» Work required
After locating the line with "Add file/lines iterator", reproduce that line and every one following it exactly, up to the end of the entries.

» Study material
PR #1157, opened 2023-05-24
Add file/lines iterator

zevv:
That's what you get for coming up with a nice implementation. Still trying to get this into the stdlib :smile:

### DIFF
--- a/src/boot/boot.janet
+++ b/src/boot/boot.janet
@@ -1749,18 +1749,13 @@
   (printf (dyn *pretty-format* "%q") x)
   (flush))
 
+
 (defn file/lines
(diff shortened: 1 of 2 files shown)


primo-ppcg (commented):
I would like to reiterate my objections here.

I agree that this would be a useful additon, in particular to iterate lines of `stdin` as a command line tool. However, every other `file/*` function requires a valid file descriptor as its argument, and I don't agree that this function is special enough or important enough to be an exception.
```janet
(defn file/lines
  "Return an iterator over the lines of a file."
  [file]
  (coro
    (while (def line (file/read file :line))
      (yield line))))
```
I think this is a sufficient implementation.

» Output
Add file/lines iterator

zevv:
That's what you get for coming up with a nice implementation. Still trying to get this into the stdlib :smile:

### DIFF
--- a/src/boot/boot.janet
+++ b/src/boot/boot.janet
@@ -1749,18 +1749,13 @@
   (printf (dyn *pretty-format* "%q") x)
   (flush))
 
+
 (defn file/lines
(diff shortened: 1 of 2 files shown)


primo-ppcg (commented):
I would like to reiterate my objections here.

I agree that this would be a useful additon, in particular to iterate lines of `stdin` as a command line tool. However, every other `file/*` function requires a valid file descriptor as its argument, and I don't agree that this function is special enough or important enough to be an exception.
```janet
(defn file/lines
  "Return an iterator over the lines of a file."
  [file]
  (coro
    (while (def line (file/read file :line))
      (yield line))))
```
I think this is a sufficient implementation.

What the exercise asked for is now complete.